Task instructions: In the records that follow, count each line where the string "FileSelectionStatus" occurs. Provide the total and no other text.

[Stored data]
<<<<
PR #2235, opened 2021-08-19
Correct chop behavior

### LINKED ISSUE #2222: Tablet may write chop information to the metadata table after its closed.
**Describe the bug**

When CompactableImpl writes chop information [here](https://github.com/apache/accumulo/blob/a9100ac35f3d72677b767d7670dfb032c7e7d733/server/tserver/src/main/java/org/apache/accumulo/tserver/tablet/CompactableImpl.java#L691) it could happen after [close()](https://github.com/apache/accumulo/blob/a9100ac35f3d72677b767d7670dfb032c7e7d733/server/tserver/src/main/java/org/apache/accumulo/tserver/tablet/CompactableImpl.java#L1384) was called.  When a tablet calls `CompactableImpl.close()` it expects the call to block until all ongoing metadata writes related to compactions are complete AND prevent any new writes from occurring after the `close()` call returns.  This expectation is not being met when writing chop information to the metadata table.

**Expected behavior**

`CompactableImpl.close()` will block if there are any ongoing metadata chop writes and prevent any new ones from starting after it returns.

DomGarguilo:
Fixes #2222 

There were two bugs in the chop behavior that these changes attempt to correct. The first being chops could be written after close is called. The second being new chops may be started after close returns.

To account for these, a check is added to wait until the chop status becomes `NOT_ACTIVE` before close returns as well as a check to ensure close has not returned before a chop is written.


server/tserver/src/main/java/org/apache/accumulo/tserver/tablet/CompactableImpl.java
```diff
@@ -1388,11 +1388,12 @@ public synchronized void close() {
...
 
-      // wait while internal jobs are running or external compactions are committing, but do not
-      // wait on external compactions that are running
+      // wait while internal jobs are running, external compactions are committing or the status of
+      // chops is active, but do not wait on external compactions that are running
       while (runningJobs.stream()
           .anyMatch(job -> !((CompactionExecutorIdImpl) job.getExecutor()).isExternalId())
-          || !externalCompactionsCommitting.isEmpty()) {
+          || !externalCompactionsCommitting.isEmpty()
+          || fileMgr.chopStatus != FileSelectionStatus.NOT_ACTIVE) {
```
keith-turner, line 1396: I think in the current code when a chop is actually marking the state will actually be NOT_ACTIVE.  Thinking we should introduce a new explicit state for MARKING and then we could do something like the following.

```suggestion
          || fileMgr.chopStatus == FileSelectionStatus.MARKING) {
```

To go with the above change could do something like the following in checkIfChopComplete()

```java
  private void checkifChopComplete(Set<StoredTabletFile> allFiles) {

    boolean completed = false;

    synchronized (this) {
      if (closed) {
       // if closed do not attempt transition to marking state
        return;
     }
      // when this returns true it means we transitioned to the MARKING state
      completed = fileMgr.finishChop(allFiles);
    }

    if (completed) {
      try {
        markChopped();
      } finally {
        synchronized (this) {
          // this will transition from MARKING to NOT_ACTIVE
          fileMgr.finishMarkingChop();
          this.notifyAll();
        }
      }

      TabletLogger.selected(getExtent(), CompactionKind.CHOP, Set.of());
    }
  }
```

In a [branch](https://github.com/keith-turner/accumulo/commits/accumulo-2199) I created for #2199 I have created a separate enum for chop status since chop only uses a subset of the file status states.  Adding an extra state that is only used for chop would make this separate enum even more useful.  For this PR could add the new state to the existing enum and I can fix it up later.

DomGarguilo: > > For this PR could add the new state to the existing enum and I can fix it up later.
> 
> Okay I'll go ahead and do that here

@keith-turner, Actually do you think that the new state should just be added with the changes that will use it instead of adding it here before it is used anywhere? It seems like this PR could just be closed if there are plans to account for this later on.

keith-turner: For the work on #2199 I would not be adding a new MARKING state, only a new enum specific to chop states.  Still need to make these changes. These changes could wait until the new enum is added and add the new state to that enum as that will be cleaner.

DomGarguilo: @keith-turner, I tried incorporating your suggestions in a9c0f9b. Not too sure if they are what you had in mind.

keith-turner: The changes look good. Need to see if the new state affects existing code.

DomGarguilo: I wasn't too sure how to best test to see if these changes affect existing code so I ended up running all the ITs on this branch. Everything looks good (except a failing ConcurrentDeleteTableIT which is known flaky and also fails on main so is probably unrelated. Might create a ticket for this.).

I think these changes are ready for review @keith-turner

keith-turner:
@DomGarguilo in there is a method named `getCandidates()` that has the following bit of code in it.

```java
        case CHOP: {
          switch (chopStatus) {
            case NOT_ACTIVE:
            case SELECTING:
              return Set.of();
```

need to add the new enum to this switch like the following.

```java
        case CHOP: {
          switch (chopStatus) {
            case NOT_ACTIVE:
            case SELECTING:
            case MARKING:
              return Set.of();
```

This is the code that detemines which files are candidates for a chop compaction.  Unless chopStatus is SELECTED it should return the empty set.

server/tserver/src/main/java/org/apache/accumulo/tserver/tablet/CompactableImpl.java
```diff
@@ -1447,11 +1470,12 @@ public synchronized void close() {
...
 
-      // wait while internal jobs are running or external compactions are committing, but do not
-      // wait on external compactions that are running
+      // wait while internal jobs are running, external compactions are committing or the status of
+      // chops is active, but do not wait on external compactions that are running
       while (runningJobs.stream()
           .anyMatch(job -> !((CompactionExecutorIdImpl) job.getExecutor()).isExternalId())
-          || !externalCompactionsCommitting.isEmpty()) {
+          || !externalCompactionsCommitting.isEmpty()
+          || fileMgr.chopStatus != ChopSelectionStatus.NOT_ACTIVE) {
```
keith-turner, line 1478: Need to make this check more narrow.  After closed is set to true above, its not possible to enter the marking state. So we only want to wait on things that were in the marking state before closed was set to true.
  
```suggestion
          || fileMgr.chopStatus == ChopSelectionStatus.MARKING) {
```

DomGarguilo: Oops, I had thought I included this change earlier. Just included in 2e3d97e

keith-turner (approved):

server/tserver/src/main/java/org/apache/accumulo/tserver/tablet/CompactableImpl.java
```diff
@@ -739,11 +749,25 @@ private void checkifChopComplete(Set<StoredTabletFile> allFiles) {
...
     }
 
     if (completed) {
-      markChopped();
+      try {
+        markChopped();
+      } finally {
+        synchronized (this) {
+          // transition the state from MARKING to NOT_ACTIVE
+          fileMgr.finishMarkingChop();
```
milleruntime, line 766: Could you do something with the boolean that is returned from this method? It might not matter but since you are checking the state and returning an outcome, maybe a false should be handled.

server/tserver/src/main/java/org/apache/accumulo/tserver/tablet/CompactableImpl.java
```diff
@@ -111,7 +111,7 @@
   private Set<CompactionServiceId> servicesUsed = new ConcurrentSkipListSet<>();
 
   enum ChopSelectionStatus {
-    SELECTING, SELECTED, NOT_ACTIVE
+    SELECTING, SELECTED, NOT_ACTIVE, MARKING
```
milleruntime, line 114: It would be nice to have a description of the different states. Or if that isn't helpful, at least a description of the state to state transitions.

server/tserver/src/main/java/org/apache/accumulo/tserver/tablet/CompactableImpl.java
keith-turner: Could remove the boolean and change the method to have a precondition that expects the current chop state to be MARKING.  I made a suggested change for the method.  The way the code is currently written, it would be unexpected for the chop state to be anything else when this method is called.

server/tserver/src/main/java/org/apache/accumulo/tserver/tablet/CompactableImpl.java
```diff
@@ -347,6 +347,15 @@ boolean finishChop(Set<StoredTabletFile> allFiles) {
...
     }
 
+    boolean finishMarkingChop() {
+      if (chopStatus == ChopSelectionStatus.MARKING) {
+        chopStatus = ChopSelectionStatus.NOT_ACTIVE;
+        return true;
+      } else {
+        return false;
+      }
+    }
```
keith-turner, line 357:
```suggestion
    void finishMarkingChop() {
        Preconditions.checkState(chopStatus == ChopSelectionStatus.MARKING);
        chopStatus = ChopSelectionStatus.NOT_ACTIVE;
    }
```

milleruntime (changes requested):
@DomGarguilo it might make the test tricker but I think what @keith-turner suggested for the finishMarkingChop() method would be better.

server/tserver/src/test/java/org/apache/accumulo/tserver/tablet/CompactableImplFileManagerTest.java
```diff
@@ -379,11 +379,15 @@ public void testChop() {
     tabletFiles = newFiles("C00004.rf", "C00006.rf", "F00003.rf", "F00004.rf");
     assertFalse(fileMgr.finishChop(tabletFiles));
     assertEquals(ChopSelectionStatus.SELECTED, fileMgr.getChopStatus());
-    assertFalse(fileMgr.finishMarkingChop());
+    try {
+      fileMgr.finishMarkingChop();
+    } catch (IllegalStateException e) {
+      // expected
+    }
```
keith-turner, line 386: Could use the assertThrows functions from junit here

keith-turner (approved):

server/tserver/src/main/java/org/apache/accumulo/tserver/tablet/CompactableImpl.java
```diff
@@ -739,11 +745,25 @@ private void checkifChopComplete(Set<StoredTabletFile> allFiles) {
     boolean completed;
 
     synchronized (this) {
+      if (closed) {
+        // if closed, do not attempt to transition to the MARKING state
+        return;
+      }
+      // when this returns true it means we transitioned to the MARKING state
```
milleruntime, line 752: This comment is outdated now.

milleruntime: Sorry, nevermind this is calling the other method.

milleruntime (approved):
>>>>
Result of the exercise: 2